[Opening DATA FOR REVIEW section]

PR #4972, opened 2022-10-19
feat: read parameter names from bytecode if possible

danielbobbert:
This feature allows Spoon to read the parameter name from Java 8 and later byte code that has been built with the "-parameters" flag such that CtParameter objects representing code from the class path contain the "real" parameter name instead of "argX".

### DIFF
--- a/src/main/java/spoon/support/visitor/java/reflect/RtParameter.java
+++ b/src/main/java/spoon/support/visitor/java/reflect/RtParameter.java
@@ -11,6 +11,7 @@ import spoon.SpoonException;
 
 import java.lang.annotation.Annotation;
 import java.lang.reflect.Constructor;
+import java.lang.reflect.Parameter;
 import java.lang.reflect.Type;
 
 /**
@@ -143,7 +144,12 @@ public class RtParameter {
 	public static RtParameter[] parametersOf(RtMethod method) {
 		RtParameter[] parameters = new RtParameter[method.getParameterTypes().length];
 		for (int index = 0; index < method.getParameterTypes().length; index++) {
-			parameters[index] = new RtParameter(null, method.getParameterTypes()[index], method.getGenericParameterTypes()[index], method, null, index);
+			String name = null;
+			Parameter parameter = method.getMethod().getParameters()[index];
+			if (parameter.isNamePresent()) {
+				name = parameter.getName();
+			}
+			parameters[index] = new RtParameter(name, method.getParameterTypes()[index], method.getGenericParameterTypes()[index], method, null, index);
 		}
 		return parameters;
 	}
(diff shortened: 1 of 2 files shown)


MartinWitt:
Hi,
First, thank you for the feature. In spoon we try to have a test for every feature. Could you try to add a test case for this feature? Please don't hesitate to ask for help if you need any.

SirYwell:
I'm not sure how a test for this would look like. We either need .class files as resources (which is bad because we can't properly read them here) or compile a java file and read it then. For that, a proper test infrastructure that can be reused would be needed, otherwise it'll get ugly really quick.

danielbobbert:
I could potentially add a mvn sub-module to the project, which compiles a test class with the appropriate compiler settings for the sake of testing.
I feels like quite a bit of overhead for this relatively small and straightforward addition.
Please let me know how to proceed.

Best regards
Daniel

Am 26.10.2022 um 15:22 schrieb Hannes Greule ***@***.***>:

﻿ This email originated from outside of CGM. Please do not click links or open attachments unless you know the sender and know the content is safe.


I'm not sure how a test for this would look like. We either need .class files as resources (which is bad because we can't properly read them here) or compile a java file and read it then. For that, a proper test infrastructure that can be reused would be needed, otherwise it'll get ugly really quick.

I-Al-Istannen:
> I could potentially add a mvn sub-module to the project, which compiles a test class with the appropriate compiler settings for the sake of testing. I feels like quite a bit of overhead for this relatively small and straightforward addition.

I agree, that sounds a bit too heavy handed. What about an API like
```java
	@Test
	void parameterNamesAreParsedWhenCompilingWithParametersFlag() throws ClassNotFoundException {
		ClassLoader loader = JavacFacade.compileFiles(
			Map.of(
				"Test.java",
				"class Test {\n"
					+ "  public void foo(String bar) {}\n" +
					"}\n"
			),
			List.of("-parameters")
		);
		CtType<?> test = new JavaReflectionTreeBuilder(createFactory()).scan(loader.loadClass("Test"));
		CtMethod<?> method = test.getMethodsByName("foo").get(0);
		CtParameter<?> parameter = method.getParameters().get(0);

		assertThat(parameter.getSimpleName(), is("bar"));
	}
```

Depending on what @MartinWitt and @SirYwell think, I could PR such a facade and then you can use this test (or one you come up with)? Alternatively we could leverage JDT to compile this for us with the parameter flag instead of javac. I'd assume javac is a bit more common though, but this shouldn't really matter.

I-Al-Istannen:
@danielbobbert  The facade was merged in master. If you rebase or merge this PR onto master, you can adapt the test case it brought with it and/or write an additional one :)

I-Al-Istannen:
Hey @danielbobbert, is there anything we can help you with to finish this PR? :)

SirYwell (approved):
Looks good, will merge.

[Closing DATA FOR REVIEW section]

WORK INSTRUCTIONS ::
Count every line in the preceding entries where the string "overhead" appears, then state only the total.

RESULT OF THE EXERCISE ::
2